Prior to the establishment of the institute, many of the students had to travel to St. Patrick’s College, Asaba, now in Delta State or pay through their noses to go to Cambridge University affiliate in the UK for the actualization of their educational dreams.
With its establishment therefore, a huge burden was lifted off the shoulders of the parents of teeming youth and civil servants eager to fulfil requirements for admissions into universities and other institutions of higher learning, locally and internationally.
In its heyday, the school ran both morning and evening sessions in the sciences, arts, commercial and social sciences. Its students came from the high and the low, from far and near together with the upper and middle classes.
It was an academic hub, run by seasoned professionals and teachers. Success rate at the JAMB, NECO & WAEC local and external examinations was high. Partly due to the existence of the Institute, Edo State attained excellence in academic pursuit and attainment in Nigeria.

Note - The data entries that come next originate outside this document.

PR #539, opened 2020-11-04
ENSCORESW-3548: don't add clone names if nothing else available

magaliruffier:
## Requirements

## Description

Remove clone name assignment step in OfficialNaming module.

## Use case

For merged species (human, mouse, rat, zebrafish), the OfficialNaming module adds clone names when no xref is suitable to be used as display xref.
These clone names are not useful any more and it is better to leave the genes without a display xref, defaulting to the Ensembl stable ID instead.
The proposed code change removes the step assigning those clone names

## Benefits

No more clone names.
OfficialNaming code is simplified.
Display_xref assignment is quicker, as the last step is removed.

## Possible Drawbacks

Some genes have no display_xref and default to stable ID instead

## Testing

There are no test cases for the mapping part of the xref pipline.
The whole pipeline has been run on all four merged species twice, with the code on master and with the proposed code changes.

The pipeline runs through to the end with the proposed changes.
The assigned display xref are comparable between the two runs, apart from the clone names which are not assigned when running the updated code.

NA

### DIFF
--- a/misc-scripts/xref_mapping/XrefMapper/OfficialNaming.pm
+++ b/misc-scripts/xref_mapping/XrefMapper/OfficialNaming.pm
@@ -211,7 +211,6 @@ SQ0
   my %xref_added; # store those added  $xref_added{$accession:$source_id} = $xref_id;
   my %seen_gene;
 
-  my %ens_clone_genes;
   my %official_name_used;
 
   my $ignore_sql =<<IEG;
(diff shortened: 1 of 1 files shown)


ameya1981 (commented):
The changes look fine. Though the description at the start of the file may need an update with clone names not being used.

nwillhoft:
Changes look fine. This PR has removed the clone name assignment step in the OfficalNaming module because clone names have been replaced by the more-useful Ensembl stable id. Two subroutines have been removed (`set_transcript_and_gene_display_xref_via_clone_name` and `get_clone_name`) as well as the calls to these subroutines.

nwillhoft (approved):
Changes look fine. This PR has removed the clone name assignment step in the OfficalNaming module because clone names have been replaced by the more-useful Ensembl stable id. Two subroutines have been removed (`set_transcript_and_gene_display_xref_via_clone_name` and `get_clone_name`) as well as the calls to these subroutines.

ameya1981 (approved):
Approved for clone name removal.

PR #546, opened 2020-11-19
Fix/metadata db versionned

marcoooo:
## Description

Fix a unwanted warning message about specific metadata database naming error: (from ENSPROD-6279 for context):

> No database version for database ensembl_metadata_qrp . You must be using a post version 34 database with version 34 or later code.
> You need to update your database or use the appropriate Ensembl software release to ensure your script does not crash
> For ensembl_metadata_qrp@mysql-ens-meta-prod-1 there is a difference in the software release (101) and the database release (0). You should update one of these to ensure that your script does not crash.

## Use case

When using metadata report_genome.pl script but this may apply to any script using registry against Rapid Release or GRCH37 dedicated metadata databases.

## Benefits

No more warning! :-)

## Possible Drawbacks

None

## Testing

_Have you added/modified unit tests to test the changes?_ No

_Have you run the entire test suite and no regression was detected?_ No wait for travis to do it.

### DIFF
--- a/modules/Bio/EnsEMBL/Registry.pm
+++ b/modules/Bio/EnsEMBL/Registry.pm
@@ -2919,7 +2919,8 @@ sub version_check {
     }
 
     # ensembl_metadata was unversioned prior to release 96
-    if ( $dba->dbc()->dbname() eq 'ensembl_metadata' ) {
+      # we now have multiple pattern for metadata db name (qrp and grch37) - valid until we merge those.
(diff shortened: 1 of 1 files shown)


magaliruffier (approved):
Changes look reasonable to me.
I like that you've allowed the qrp and grch37 patterns to make it work for you, without making it too permissive for other naming
Thanks also for the added comment, future us will be grateful

ens-bwalts (approved):
As we discussed today, this fits the SOP for ensembl_metadata better.

PR #548, opened 2020-11-23
ENSCORESW-3609: only use best transcript if no best translation

magaliruffier:
## Requirements

## Description

Select best transcript only if no best translation found.

## Use case

When selecting the best RefSeq match, we consider first the best translation match, then the best transcript match.
In a few cases, we end up selecting a transcript that is not the best translation match.
This happens if the best translation is selected first, then overwritten by the next transcript, which has the same transcript score or better.

## Benefits

We choose the best translation match where available.

## Possible Drawbacks

NA

## Testing

There are no test cases for this parser. The code change was run on human and the reported mismatches were fixed.
The results were compared to a complete run on human prior to the code change, the same number of transcripts were matched and there were a few more peptides matches.

NA
NA

### DIFF
--- a/misc-scripts/xref_mapping/XrefParser/RefSeqCoordinateParser.pm
+++ b/misc-scripts/xref_mapping/XrefParser/RefSeqCoordinateParser.pm
@@ -359,9 +359,12 @@ sub run_script {
                   $best_score = $score;
                 }
               }
-            } elsif ($score >= $best_score) {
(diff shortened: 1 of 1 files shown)


ens-bwalts (approved):
Changes work as described in the description - will prevent overwriting a best translation score.

ameya1981 (approved):
Changes look ok.

PR #551, opened 2021-01-11
Bugfix/access karyotype cache fix

nwillhoft:
## Description

Adding fix to retrieving data from karyotype cache.

## Use case

Printing a slice from Parus major (for example), or any species with a 'primary_assembly' coordinate system aliased with 'chromosome' will currently return an empty 'end' string in the Slice object. The karyotype cache has a data structure to allow for the storage of multiple coordinate systems with karyotype attributes, from which one of these would be chosen to be aliased. This PR fixes a bug to correctly retrieve data from the karyotype cache.

## Benefits

Bug fix. No more undef in the Slice object that should not be undef.

## Possible Drawbacks

None that I'm aware of.

## Testing

Yes.

The tests pass.

Test build passes.

### DIFF
--- a/modules/Bio/EnsEMBL/DBSQL/SliceAdaptor.pm
+++ b/modules/Bio/EnsEMBL/DBSQL/SliceAdaptor.pm
@@ -294,13 +294,20 @@ sub fetch_by_region {
   # use $key to access karyotype cache and define $arr
   if ( defined($key) && ($key eq "karyotype_cache") ) {
     
+    my $coord_system_id = $cs->dbID();
+    
     # retrieve values from karyotype cache
-    my $coord_system_id = $cs->{$key}{$seq_region_name}{'coord_system_id'};
-    my $seq_region_id   = $cs->{$key}{$seq_region_name}{'seq_region_id'};
-    $length             = $cs->{$key}{$seq_region_name}{'length'};
+    my $seq_region_id   = $cs->{$key}{$seq_region_name}{$coord_system_id}{'seq_region_id'};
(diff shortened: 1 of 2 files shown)


magaliruffier (commented):
End is now correctly set by using the value of length if undef
What does the change in coord_system_id assignment do?

ens-bwalts (commented):
I have the same question as mag regarding how the coord_system_id is getting fetched. I'm guessing this is to handle the case where we have multiple coord_systems that can be aliased to chromosomes (if we have different assemblies in the same DB for example) - is that correct?

nwillhoft:
Thanks a lot for the reviews @magaliruffier and @ens-bwalts. 

@ens-bwalts this is indeed to handle cases where we have multiple coordinate systems that could be aliased to chromosomes.

Just to try and summarise the functionality previously added in (which has caused this bug) for multiple coordinate systems with karyotype attribs - If there are multiple coordinate systems with karyotype attributes, _create_chromosome_alias() chooses the coordinate system (CS) with the highest rank (lowest number) and sets the ‘chromosome’ alias in that chosen CS. It also stores a karyotype cache in the CS to retrieve chromosome data later on. This coordinate system object is then returned by the subroutine.

If the CS has a karyotype cache and this key is being used to define $arr (and the slice object), I had understood that I can access the $coord_system_id of the CS that has been aliased by using the $cs->dbID method. I then use this CS id to extract the relevant data from the karyotype cache.

magaliruffier (approved):
Thanks for the explanation, sounds reasonable to me

ens-bwalts (approved):

PR #408, opened 2016-04-29
Fix threading issues when 1st 2 prints are in //

pvalsecc:
Directory creation and Jasper Report compilation was not thread safe.


tsauerwein:
That looks very good, thanks!

PR #410, opened 2016-05-02
Add note about CLA in readme

tsauerwein:
As discussed with @ebelo. Signed agreements will be listed here: https://github.com/mapfish/mapfish-print/wiki/Signed-Contributer-Licence-Agreements


sbrunner:
Looks good :-)

PR #412, opened 2016-05-17
Add config option to disable automatic WMS merge

sweco-sebhar:
Actually a six year old request and patch from http://trac.mapfish.org/trac/mapfish/ticket/598 that we found currently useful.

Introduces the config option disableLayersMerging (default false) that can disable the automatic WMS merge that is done my mapfish when WMS layer parameters are mergable.


tsauerwein:
That looks good to me! Could you maybe mention this option in the docs? 
https://github.com/mapfish/mapfish-print/blob/2.1.x/docs/configuration.txt

sweco-sebhar:
Thanks @tsauerwein, I've added the option to the configuration docs.

tsauerwein:
Great, thanks!

PR #417, opened 2016-05-30
Create unique snaphot releases

tsauerwein:
To ensure compatibility with Maven 3. Otherwise Maven complains that a corresponding POM can not be found.

cc @pmauduit

### DIFF
--- a/publish/build.gradle
+++ b/publish/build.gradle
@@ -59,7 +59,7 @@ if (Boolean.parseBoolean(enablePublishing)) {
                 }
                 snapshotRepository(url: "https://$host/content/repositories/snapshots")  {
                     authentication(userName: sonatypeUsername, password: sonatypePassword)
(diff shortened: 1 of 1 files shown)


pmauduit:
Looks good from my side, already tried it into a maven3 project ; it fixes the way maven looks up snapshot dependencies.

tsauerwein:
Any objections on merging this one? So far when doing a snapshot release, already existing releases with the same version number were overridden on Maven. Now, every time you push a snapshot release to Maven, a separate version will be created. E.g. for `3.5-SNAPSHOT` there are several versions:
https://oss.sonatype.org/content/repositories/snapshots/org/mapfish/print/print-servlet/3.5-SNAPSHOT/

pvalsecc:
No objection.

tsauerwein:
Thanks!

PR #419, opened 2016-06-01
Docker: log only to stdout

pvalsecc:
Switched to JDK8 as well.

### DIFF
--- a/core/build.gradle
+++ b/core/build.gradle
@@ -294,7 +294,7 @@ def getVersionName = { ->
 }
 
 docker {
-    baseImage "tomcat:8-jre7"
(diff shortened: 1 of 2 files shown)


core/logging.properties
```diff
@@ -0,0 +1,16 @@
+# log only to stdout
```
tsauerwein: Does this file only concern Docker? Would it then maybe make sense to name it `logging-docker.properties`?

pvalsecc:
@tsauerwein, are you OK with the new version?

tsauerwein:
Thanks for updating, that's fine for me!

For instance, a review titled: A Decade of Candidates’ Performance in NECO-SSCE Mathematics in Nigeria, authored by Prof. U.N Agwagah of the department of science education, University of Nigeria Nnsuka, revealed that the South-South of Nigeria had the highest percentage performance in 2000, 2002, 2003, 2004, 2006, 2007 and 2009.
Unfortunately, at some point of its existence, it fell into bad time. Sources said it became an all-comers’ affair. The once an academic hub in the state became an academic miracle center, where examination malpractice was the order of the day. Our sources told us that this state of affair was as a result of lack of oversight due to sheer neglect by successive governments.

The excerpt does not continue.